A student team designed the ISA and microarchitecture for an ultra low power processor, for use in a low power GPS tracking device. The processor uses a modified version of the 16-bit MIPS ISA, with custom instructions for common GPS operations, and power optimizations such as dual-phase clocking. The chip was fabricated using a 130 nm process, with a target frequency of 50 MHz with 35 mW TDP. GNU binutils and GCC were ported to our ISA to provide a toolchain for high-level language compilation.
Instruction criticality has previously been expressed as a directed acyclic graph which can be found using reverse graph traversal, but this is difficult to identify at runtime, when only the forward flow is available (Fields et al., ISCA '01). We explored how several machine learning algorithms could be used to improve upon the token-based Fields criticality predictor, by training them on a number of dynamic instruction features.

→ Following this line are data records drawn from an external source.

PR #4583, opened 2026-07-27
fix: keep cleanup from blocking startup

### LINKED ISSUE #4581: Daemon startup gates JSON-RPC readiness on unbounded cleanup sweeps
## Summary

The daemon's JSON-RPC readiness is gated by two unbounded best-effort cleanup sweeps. On long-lived or busy hosts, those startup sweeps can exceed a client's fixed startup budget, leaving the stdio subprocess alive but unable to answer `initialize`.

## Observed behavior

A client spawns AutoMobile as a long-lived stdio subprocess and runs the usual startup sequence:

1. `initialize`
2. Read `serverInfo.version`
3. Call `doctor`
4. Probe `listDeviceImages`

With a roughly 60-second timeout, this intermittently times out while the subprocess remains running, without an exit code or stderr. The frequency increases with host uptime. It did not reproduce with `0.0.44`.

This is a startup hang, not a version mismatch or crash: the daemon has not become ready enough to answer `initialize`.

## Cause

`main()` awaits both cleanup operations before the daemon can accept JSON-RPC requests:

- [`src/index.ts`](https://github.com/kaeawc/auto-mobile/blob/main/src/index.ts) awaits `AndroidCtrlProxyManager.sweepStalePrefetchDirsOnStartup()`. The sweep reads `os.tmpdir()` and sequentially `stat`s and removes every matching `auto-mobile-prefetch-*` directory. Its cost grows with accumulated scratch directories.
- [`src/index.ts`](https://github.com/kaeawc/auto-mobile/blob/main/src/index.ts) awaits `IOSCtrlProxyManager.reapOrphanedRunnerProcessesOnStartup()` on macOS. The reaper enumerates candidate processes and walks their process trees, so its cost grows with process count and host load.

Neither operation has an overall deadline or work cap, and both are best-effort cleanup of artifacts from prior daemon runs. In contrast, APK, iOS build, and video-server prefetches already start asynchronously.

The reported `0.0.44` to `0.0.45` package growth can further slow cache-cold consumers, but it is secondary: the readiness regression is the awaited unbounded local work.

## Proposed fix

Do not let janitorial sweeps block daemon readiness.

1. Start both sweeps asynchronously from `src/index.ts`, and handle failures as non-fatal warnings.
2. Apply a small timeout to the caller-owned wait so neither sweep can delay `initialize`.
3. Bound work inside the sweep implementations as defense in depth:
   - Process at most a fixed number of stale prefetch directories per startup, with useful logging for skipped work.
   - Apply a deadline and iteration cap while finding and reaping iOS runner trees.

The cleanup may finish later, but daemon startup and RPC readiness must not wait for it.

## Acceptance criteria

- A daemon answers `initialize`, `doctor`, and `listDeviceImages` within the normal startup budget even with many stale `auto-mobile-prefetch-*` directories or a heavily loaded process table.
- Cleanup errors, timeouts, and skipped excess work are logged but never prevent startup.
- Tests cover that startup reaches request readiness while each cleanup promise is still pending or times out.
- Tests cover the internal directory/process work caps or deadline behavior using the existing timer/process seams.

## Immediate mitigation

Until a release contains the fix, restarting the host or clearing stale `auto-mobile-prefetch-*` directories from the operating system temp directory restores normal startup time.

kaeawc:
## Summary

- Start Android stale-prefetch cleanup and macOS iOS-runner cleanup in the background so they cannot delay stdio JSON-RPC readiness.
- Log cleanup failures and five-second timeout observations without failing startup.
- Cap Android prefetch candidates and iOS runner candidates at 20 per startup; bound iOS tree discovery with a fake-clock deadline.

## Root Cause

`src/index.ts` awaited unbounded best-effort cleanup before connecting the MCP server to stdio. Accumulated temp directories or a busy process table could therefore leave a healthy subprocess unable to answer `initialize`.

## Validation

- `AUTOMOBILE_DATA_DIR=/private/tmp/auto-mobile-4581-green bun test test/utils/startupMaintenance.test.ts test/utils/CtrlProxyManager.test.ts test/utils/IOSCtrlProxyManager.test.ts`
- `bun run lint`
- `bun run typecheck`
- `bun run turbo:validate`

Closes #4581

### DIFF
--- a/src/index.ts
+++ b/src/index.ts
@@ -188,7 +188,7 @@ async function main() {
     startStartupMaintenance({
       platform: process.platform,
       startAndroidSweep: () => AndroidCtrlProxyManager.sweepStalePrefetchDirsOnStartup(),
-      startIosReap: () => IOSCtrlProxyManager.reapOrphanedRunnerProcessesOnStartup(),
+      startIosReap: () => IOSCtrlProxyManager.startOrphanRunnerReapOnStartup(),
     });
     if (skipCtrlProxyDownload) {
       logger.info(`CtrlProxy downloads disabled (${SKIP_CTRL_PROXY_DOWNLOAD_FLAG} or ${SKIP_CTRL_PROXY_DOWNLOAD_ENV})`);
--- a/src/index.ts
+++ b/src/index.ts
@@ -39,6 +39,7 @@ import {
   setFatalProcessHandler,
   setProcessShutdownHandler,
 } from "./processLifecycle";
+import { startStartupMaintenance } from "./utils/startupMaintenance";
 
 interface FatalLogger {
   error(...args: unknown[]): void;
@@ -181,10 +182,14 @@ async function main() {
     serverConfig.setNetworkMockableEnabled(networkMockable);
     serverConfig.setDismissKeyboardAfterInputEnabled(dismissKeyboardAfterInput);
     serverConfig.setEventAllMarkers(eventAllMarkers);
-    // Reclaim any auto-mobile-prefetch-* scratch dirs leaked by a previously
-    // crashed/killed daemon before its shutdown cleanup ran (#4334). Runs even
-    // when downloads are disabled, since leaked dirs still need reclaiming.
-    await AndroidCtrlProxyManager.sweepStalePrefetchDirsOnStartup();
+    // Reclaim artifacts leaked by previous daemons without gating stdio
+    // readiness. The sweeps are best-effort maintenance, not a prerequisite for
+    // serving a new client (issue #4581).
+    startStartupMaintenance({
+      platform: process.platform,
+      startAndroidSweep: () => AndroidCtrlProxyManager.sweepStalePrefetchDirsOnStartup(),
+      startIosReap: () => IOSCtrlProxyManager.reapOrphanedRunnerProcessesOnStartup(),
+    });
     if (skipCtrlProxyDownload) {
       logger.info(`CtrlProxy downloads disabled (${SKIP_CTRL_PROXY_DOWNLOAD_FLAG} or ${SKIP_CTRL_PROXY_DOWNLOAD_ENV})`);
     } else {
@@ -193,10 +198,9 @@ async function main() {
       AndroidCtrlProxyManager.prefetchApk();
     }
 
-    // Reap orphaned iOS runners before the daemon accepts iOS work, then start
-    // the build prefetch asynchronously so it can be ready for first use.
+    // Start the iOS build prefetch asynchronously so it can be ready for first
+    // use. Runner cleanup above is also asynchronous and bounded.
     if (process.platform === "darwin") {
-      await IOSCtrlProxyManager.reapOrphanedRunnerProcessesOnStartup();
       if (skipCtrlProxyDownload) {
         logger.info(`CtrlProxy iOS prefetch disabled (${SKIP_CTRL_PROXY_DOWNLOAD_FLAG} or ${SKIP_CTRL_PROXY_DOWNLOAD_ENV})`);
       } else {
--- a/src/utils/CtrlProxyManager.ts
+++ b/src/utils/CtrlProxyManager.ts
@@ -29,6 +29,8 @@ import {
   DefaultAndroidPrerequisiteDetector
 } from "./android-cmdline-tools/AndroidPrerequisiteDetector";
 
+export const MAX_STALE_PREFETCH_DIRS_PER_STARTUP = 20;
+
 /**
  * Android-specific accessibility-service lifecycle, extending the
  * platform-agnostic {@link ProxyManager}.
@@ -424,24 +426,42 @@ export class AndroidCtrlProxyManager implements CtrlProxyManager {
       return;
     }
 
+    const candidates = entries.filter(
+      entry => entry.isDirectory() && entry.name.startsWith(AndroidCtrlProxyManager.PREFETCH_DIR_PREFIX)
+    );
     const now = timer.now();
-    let reclaimed = 0;
-    for (const entry of entries) {
-      if (!entry.isDirectory() || !entry.name.startsWith(AndroidCtrlProxyManager.PREFETCH_DIR_PREFIX)) {
-        continue;
-      }
+    const staleDirectories: string[] = [];
+    for (const entry of candidates) {
       const dir = path.join(tempRoot, entry.name);
       try {
         const stats = await fs.stat(dir);
-        if (now - stats.mtimeMs < AndroidCtrlProxyManager.STALE_PREFETCH_MAX_AGE_MS) {
-          continue;
+        if (now - stats.mtimeMs >= AndroidCtrlProxyManager.STALE_PREFETCH_MAX_AGE_MS) {
+          staleDirectories.push(dir);
         }
+      } catch (error) {
+        // Per-entry best-effort: a concurrent process may remove the same dir,
+        // or it may vanish mid-sweep. Skip it and keep going.
+        logger.debug(`[CTRL_PROXY] Failed to inspect stale prefetch dir ${dir}: ${error}`);
+      }
+    }
+
+    const skippedCandidateCount = Math.max(0, staleDirectories.length - MAX_STALE_PREFETCH_DIRS_PER_STARTUP);
+    if (skippedCandidateCount > 0) {
+      logger.warn(
+        `[CTRL_PROXY] Prefetch sweep skipped ${skippedCandidateCount} stale prefetch dir(s) after ` +
+        `reaching the ${MAX_STALE_PREFETCH_DIRS_PER_STARTUP}-directory startup cap`
+      );
+    }
+
+    let reclaimed = 0;
+    for (const dir of staleDirectories.slice(0, MAX_STALE_PREFETCH_DIRS_PER_STARTUP)) {
+      try {
         await fs.rm(dir, { recursive: true, force: true });
         reclaimed++;
       } catch (error) {
         // Per-entry best-effort: a concurrent process may remove the same dir,
         // or it may vanish mid-sweep. Skip it and keep going.
-        logger.debug(`[CTRL_PROXY] Failed to sweep stale prefetch dir ${dir}: ${error}`);
+        logger.debug(`[CTRL_PROXY] Failed to remove stale prefetch dir ${dir}: ${error}`);
       }
     }
 
--- a/src/utils/CtrlProxyManager.ts
+++ b/src/utils/CtrlProxyManager.ts
@@ -30,6 +30,7 @@ import {
 } from "./android-cmdline-tools/AndroidPrerequisiteDetector";
 
 export const MAX_STALE_PREFETCH_DIRS_PER_STARTUP = 20;
+export const STALE_PREFETCH_SWEEP_DEADLINE_MS = 5_000;
 
 /**
  * Android-specific accessibility-service lifecycle, extending the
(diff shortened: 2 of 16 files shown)


src/utils/CtrlProxyManager.ts
```diff
@@ -424,12 +426,20 @@ export class AndroidCtrlProxyManager implements CtrlProxyManager {
...
+      );
+    }
+
     const now = timer.now();
     let reclaimed = 0;
-    for (const entry of entries) {
-      if (!entry.isDirectory() || !entry.name.startsWith(AndroidCtrlProxyManager.PREFETCH_DIR_PREFIX)) {
-        continue;
-      }
+    for (const entry of candidates.slice(0, MAX_STALE_PREFETCH_DIRS_PER_STARTUP)) {
```
kaeawc: The cap is applied before the eligibility filter, so ineligible entries can consume the entire budget — `candidates` is selected by name prefix only, and the `mtimeMs` check that decides whether a dir is actually stale happens inside the loop at line 446. Twenty directories younger than an hour spend the whole cap and the stale ones are never `stat`ed. Because `readdir` order is stable for a given directory, the same stale dir stays starved across restarts rather than being reclaimed on the next one.

Each daemon lifecycle leaks one dir, so twenty dirs younger than 60 minutes is just a machine that restarted the daemon twenty times in an hour — a reconnecting MCP client or a CI loop. That is the same "accumulated scratch directories" state the issue is about, which makes this the case where the sweep most needs to work.

Reproduce: plant 20 dirs aged 5 minutes and 1 aged 2 hours, run `sweepStalePrefetchDirsOnStartup`, and the 2-hour dir survives.

The counting is also slightly off independent of the ordering: the warning at line 434 calls the skipped entries "stale prefetch dir candidate(s)" when their staleness was never evaluated.

Suggested change for guaranteeing progress on stale entries — cap the destructive work rather than the candidate list, which keeps `rm` bounded at 20 while letting the cheap `stat` see every candidate. Replaces lines 432-456:

```ts
    const now = timer.now();
    let reclaimed = 0;
    let skippedCandidateCount = 0;
    for (const entry of candidates) {
      if (reclaimed >= MAX_STALE_PREFETCH_DIRS_PER_STARTUP) {
        skippedCandidateCount++;
        continue;
      }
      const dir = path.join(tempRoot, entry.name);
      try {
        const stats = await fs.stat(dir);
        if (now - stats.mtimeMs < AndroidCtrlProxyManager.STALE_PREFETCH_MAX_AGE_MS) {
          continue;
        }
        await fs.rm(dir, { recursive: true, force: true });
        reclaimed++;
      } catch (error) {
        // Per-entry best-effort: a concurrent process may remove the same dir,
        // or it may vanish mid-sweep. Skip it and keep going.
        logger.debug(`[CTRL_PROXY] Failed to sweep stale prefetch dir ${dir}: ${error}`);
      }
    }
    if (skippedCandidateCount > 0) {
      logger.warn(
        `[CTRL_PROXY] Prefetch sweep skipped ${skippedCandidateCount} stale prefetch dir candidate(s) after ` +
        `reaching the ${MAX_STALE_PREFETCH_DIRS_PER_STARTUP}-directory startup cap`
      );
    }
```

This keeps the existing cap test green: 21 stale dirs still reclaims 20, leaves 1, and warns "skipped 1 stale prefetch dir".

The regression it risks is that a directory with tens of thousands of `auto-mobile-prefetch-*` entries now pays one `stat` each instead of twenty total. That is cheap relative to the `rm` calls it replaces, and the sweep is off the readiness path now anyway.

Worth adding a test with mixed ages, since the current cap test builds all 21 dirs at `2 * HOUR_MS` and so passes either way.

src/utils/IOSCtrlProxyManager.ts
```diff
@@ -385,7 +389,22 @@ export class IOSCtrlProxyManager implements CtrlProxyIosManager {
       return;
     }
 
-    for (const pid of pids) {
+    const candidates = pids.slice(0, MAX_STARTUP_ORPHAN_RUNNER_CANDIDATES);
```
kaeawc: The reorder in `findStartupCandidatePids` is the right fix for the case that matters — finding the `CtrlProxyUITests-Runner` child is enough, because `findDaemonManagedRunnerTreeRoot` walks up to the orphaned `xcodebuild` root and `terminateProcessTree` takes the whole tree. Good, and the new test discriminates properly.

One residual, narrower than the original: an orphaned CtrlProxy-shaped `xcodebuild` whose `Runner` child has already exited is discovered only by `pgrep -x xcodebuild`, which now sorts last, so it can still sit behind 20 unrelated builds. That is the shape modelled by the sibling cap test at line 2312, where every candidate is an `xcodebuild ... -only-testing:CtrlProxyUITests` command with no `Runner` process.

Not a blocker — the 5 s deadline bounds the cost either way, and a parentless `xcodebuild` with no runner is a narrow leftover. If you want it closed, capping on inspected-and-matched candidates rather than raw PIDs would do it, and would make this file consistent with whatever lands on the Android side.

src/index.ts
```diff
@@ -181,10 +182,14 @@ async function main() {
...
-    // crashed/killed daemon before its shutdown cleanup ran (#4334). Runs even
-    // when downloads are disabled, since leaked dirs still need reclaiming.
-    await AndroidCtrlProxyManager.sweepStalePrefetchDirsOnStartup();
+    // Reclaim artifacts leaked by previous daemons without gating stdio
+    // readiness. The sweeps are best-effort maintenance, not a prerequisite for
+    // serving a new client (issue #4581).
+    startStartupMaintenance({
+      platform: process.platform,
+      startAndroidSweep: () => AndroidCtrlProxyManager.sweepStalePrefetchDirsOnStartup(),
+      startIosReap: () => IOSCtrlProxyManager.reapOrphanedRunnerProcessesOnStartup(),
```
kaeawc: The comment this replaced stated an invariant — "Reap orphaned iOS runners *before the daemon accepts iOS work*" — and nothing restores it. The reap now runs concurrently with request serving.

The collision is concrete. In `start()`, `defaultPortIsHealthyForDevice` (`src/utils/IOSCtrlProxyManager.ts:742-748`) adopts a process on `DEFAULT_PORT` on the strength of a health probe alone, inspecting no process identity. A runner orphaned by a crashed daemon that is still healthy on 8765 satisfies that probe — and is simultaneously a valid reap target, since its `ppid === 1` passes `requireOrphanedRoot`. So a first iOS request landing inside the reap window can adopt a runner and have `terminateProcessTree` kill it mid-request. The same adoption exists at lines 810-821. Under the old ordering this was structurally impossible.

To be fair about the size: the daemon's own freshly spawned runner is safe (`detached: true` with the daemon as parent, so `ppid !== 1`), and the window is a few hundred ms up to the 5 s deadline. But it only opens after a crash-restart, which is exactly the scenario the reap exists to serve.

Suggested change for keeping the reap off the readiness path while restoring the ordering where it matters: hold the promise `startStartupMaintenance` already creates (or a `IOSCtrlProxyManager.startupReapPromise` static) and `await` it once at the top of the iOS setup path, before the adoption probe. It is already bounded by `STARTUP_ORPHAN_RUNNER_REAP_DEADLINE_MS`, so the wait is capped at 5 s and paid only by an actual iOS request — `initialize`, `doctor`, and `listDeviceImages` stay unblocked, which is all #4581 asks for.

I would not call this blocking on its own; landing this and following up is defensible. The false negative if left: an intermittent, load-dependent iOS failure right after a crash-restart, presenting as a runner that dies mid-request with no obvious cause.

src/utils/IOSCtrlProxyManager.ts
```diff
@@ -1726,6 +1754,9 @@ export class IOSCtrlProxyManager implements CtrlProxyIosManager {
     }
 
     while (parentPid !== undefined && parentPid > 1 && !visitedPids.has(parentPid)) {
+      if (options.shouldContinue && !options.shouldContinue()) {
```
kaeawc: On budget exhaustion this returns `null`, which is the same value that means "not a daemon-managed tree". Harmless in the startup caller, which re-checks the deadline immediately after the call and bails — but the instance wrapper at line 1734 does `(await findDaemonManagedRunnerTreeRoot(...)) ?? process.pid`, reading `null` as "this process is its own tree root" and proceeding to terminate it. The moment anyone threads `shouldContinue` through that caller, a timeout silently becomes a kill order.

This branch is also unexercised. Both new fixtures give every candidate `ppid: 1`, so the `while (parentPid !== undefined && parentPid > 1 && ...)` loop body never runs; in the deadline test the clock is pushed past the deadline inside the `ps -p` handler, so what actually fires is the post-call re-check at line 427, not this check.

A candidate with multi-level ancestry — `ppid` pointing at a shell or `xcodebuild` parent whose `getProcessInfo` advances the fake clock — would cover it. Separately, returning a distinct sentinel or a discriminated result for "budget exhausted" would remove the trap rather than document it. Not a blocker.

src/utils/startupMaintenance.ts
```diff
@@ -0,0 +1,70 @@
+import { defaultTimer, type Timer } from "./SystemTimer";
+import { logger, type Logger } from "./logger";
+
+export const STARTUP_MAINTENANCE_TIMEOUT_MS = 5_000;
```
kaeawc: Nit: this doesn't time anything out — `startBackgroundCleanup` logs a warning at 5 s and lets the work continue, which is correct for the design but not what the name says. Worth renaming so the next reader doesn't assume the sweeps are bounded by it; the Android sweep in particular has no deadline at all, only the directory cap.

```suggestion
export const STARTUP_MAINTENANCE_SLOW_WARNING_MS = 5_000;
```

test/utils/startupMaintenance.test.ts
```diff
@@ -0,0 +1,77 @@
...
+      },
+      startIosReap: () => {
+        iosStarted = true;
+        return pendingPromise();
+      },
+      timer,
+      logger: log,
+    });
+
+    await expect(Promise.resolve("request-ready")).resolves.toBe("request-ready");
```
kaeawc: Nit: this asserts a literal promise resolves to its own value, which is true regardless of the code under test. The real claim — that `startStartupMaintenance` returned synchronously while both cleanups are still pending — is carried entirely by the two `expect(...Started).toBe(true)` lines below, which can only run if the call returned. Dropping this line makes the test's actual claim legible.

```suggestion
```

kaeawc (commented):
Reviewed at `02fb0f297`. Three lenses: runtime behavior, delivery/enforcement, and a generated third on startup-path completeness and process lifecycle (chosen because the change converts awaited startup work into background work, which the two constant lenses cover only obliquely).

**This does fix the reported problem, and I verified it empirically rather than by reading.** With 400 aged `auto-mobile-prefetch-*` dirs planted in `TMPDIR`, the stdio server answered `initialize` in 351 ms and reclaimed exactly 20 dirs. The two sweeps were the only unbounded best-effort work between `main()` and `server.connect` — this is the root cause, not the symptom.

I also checked the concurrency hazard the backgrounding introduces, since the sweeps now overlap the prefetches they used to precede. Both are safe for non-obvious reasons worth recording: the Android sweep skips anything younger than `STALE_PREFETCH_MAX_AGE_MS`, and `startStartupMaintenance` runs before `prefetchApk()` so the `readdir` snapshot predates the new dir; the iOS reap requires `ppid === 1`, and a runner spawned by the live daemon has the daemon as parent. The new tests also genuinely discriminate — neutering the cap and deadline logic in `src/` while keeping the exports fails exactly the three new tests and nothing else.

Findings inline. The Android one is the only one I'd want addressed before merge; the rest are smaller or are follow-ups.

Two things outside the diff, for follow-up issues rather than this PR:

- **`initialize` still sits behind a 60-second ceiling on the stdio path.** Every non-`--daemon-mode` run awaits `runDirectModeStartup` → `applyFeatureFlagStartup` → `ensureMigrations()` → `FileMigrationLock.acquire()`, bounded only by `DEFAULT_MIGRATION_LOCK_TIMEOUT_MS = 60_000` (`src/db/migrationLock.ts:85`). Reproduced: with a live-PID `auto-mobile.db.migrate.lock` held, the server emits no `initialize` response for 60 s. This is pre-existing (`directModeStartup.ts` last changed in `694af7c53`, #3271) and I do not think it explains the reported regression — that symptom scales with host uptime, which matches accumulated tmp dirs, not lock contention. But #4581's acceptance criterion is "answers `initialize` within the normal startup budget", and that is not yet unconditionally true. The stdio front-end opens and migrates the shared DB purely to read feature flags, while proxy mode has a daemon that owns the DB anyway.
- **Cross-process prefetch-dir sweep (pre-existing, from #4335).** A daemon up more than 60 minutes still owns a retained prefetch dir whose mtime is its creation time, so a second AutoMobile process starting up will sweep it out from under the live one. The victim's `consumePrefetchedApk` hits `copyFile` ENOENT and falls back to a normal download — degraded, not fatal. Flagging so it is not mistaken for something the 60-minute guard already covers.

We found that decision trees offer the greatest prediction accuracy, achieving a 95% test set prediction accuracy.
Synchronous floating-point units often incur high latencies, as their circuit designs must account for worst-case timing for a number of corner cases that require significant additional computation yet rarely occur. Unlike synchronous circuits, asynchronous circuits can significantly reduce the latency of these common cases, by allowing them to complete earlier and notify their consumer immediately. Corner cases simply diverge in the datapath, thus extending the unit's calculation latency only when necessary. We designed the first pass of a single precision IEEE 754 asynchronous floating-point adder, and implemented much of this design at gate level.